Problem 1 In class, we discussed how search services build an index that records, for each word in the index, which Web pages contain that word. The search engine uses this index to find the Web pages that satisfy a query. The method of organizing this index is called hashing. You can find a summary of the technique, as presented in class, at the end of this page.
Part a Using the example in the summary at the end of this page,
add the word "eel" to the index. Show what the array contains
after this addition.
Part b Continuing with the array you obtained from Part a,
add the word "zoo" to the index. Show what the data array
contains after this addition.
Problem 2 For hashing, it is certainly possible to use a function that
does not create collisions of words. For example, we could write the
ASCII for each word and interpret it as a non-negative binary number to
get the conversion to a number.

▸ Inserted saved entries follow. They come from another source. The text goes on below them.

Issue #182, opened 2020-10-20
Too large blank space between voltage levels


floriand-e2r:
* **Do you want to request a *feature* or report a *bug*?**
Bug

* **What is the current behavior?**
Substation diagram have a too large width: the blank space between voltage levels is too large; its size corresponds to the size of the first voltage level on its left.

* **If the current behavior is a bug, please provide the steps to reproduce and if possible a minimal demo of the problem**
Take the test network in `TestCase11SubstationGraph` (iidm package) and generate the corresponding svg with horizontal substation layout:

        LayoutParameters layoutParameters = new LayoutParameters();
        SubstationGraph g = graphBuilder.buildSubstationGraph(substation.getId(), false);
        new HorizontalSubstationLayoutFactory().create(g, new PositionVoltageLevelLayoutFactory()).run(layoutParameters);
        toSVG(g, "/TestCase11SubstationGraphH.svg", layoutParameters,
            new DefaultDiagramLabelProvider(network, componentLibrary, layoutParameters),
            new DefaultDiagramStyleProvider());

![tooWide](https://user-images.githubusercontent.com/66690739/96621580-130a2f00-1309-11eb-8299-fb0edda13169.png)

* **What is the expected behavior?**
Not such a large blank space between voltage levels

* **What is the motivation / use case for changing the behavior?**
More compact substation diagram.

floriand-e2r:
In the example above, the number of cells can be divided by 2 in method `HorizontalSubstationLayout.calculateCoordVoltageLevel()`. It seems that the cells numbering is increased 2 by 2, as there is one cell above one cell below? But is it always the case?

floriand-e2r:
In the example above, the number of cells can be divided by 2 in method HorizontalSubstationLayout.calculateCoordVoltageLevel(). It seems that the cells numbering is increased 2 by 2, as the maxH corresponds to twice the number of cells.

BenoitJeanson:
Hi,
Sorry for that. it's something I changed a few PR ago. Actually, the elementary step within a voltageLevel Graph is half a cell width. This change was necessary to keep working with integer for (h,v) positions and calculate the intern cell (x,y) coordinates (that are shifted by half a cell width) naturally with no trick as it was neceessary before, when calculating (x,y) coordinates.
I didn't see the impact on substation diagrams.

PR #184, opened 2020-10-21
Extraspace between voltage levels in substation diagrams

floriand-e2r:
PR #180 needs to be merge before this PR.

Yes, #182


FranckLecuyer (commented):
Maybe, the same space reduction could be done for vertical substation
But, if there are many lines or transformers between the different voltage levels, risk is
to have them crossing the voltage levels ....

floriand-e2r:
> But, if there are many lines or transformers between the different voltage levels, risk is
> to have them crossing the voltage levels ....

If I keep the same space as before @BenoitJeanson changes it should be ok I think! But I just realized that I made a mistake about that space in between, which is now divided by 2, I'll correct it right away.

> Maybe, the same space reduction could be done for vertical layout

I should have written it, I already checked for vertical layout: the same problem does not occur as the elementary height (for buses) is still the same as before.

floriand-e2r:
To illustrate here's the svg rendering of TestCase11SubstationGraph substation diagram. The in between space corresponds to what it used to be, that is twice the cell width. That might not be enough in some cases though.
substationInBetweenSpace

FranckLecuyer (approved):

Then no two words would convert to the same
number.
What are the problems with using this method of converting
a word to a number for use with an index?
Hint: what is the range of possible numbers?
Problem 3 Brookshear, Chapter 10 Review Problem 14 (pg 391).
Problem 4 Brookshear, Chapter 10 Review Problem 17 (pg 392).
Problem 4 (1/15/99: Oops, Problem 5)
Part a Explain the concept of "code as code" used by Pamela Samuelson (and attributed
to Larry Lessig) in her article "Encoding the Law into Digital Libraries".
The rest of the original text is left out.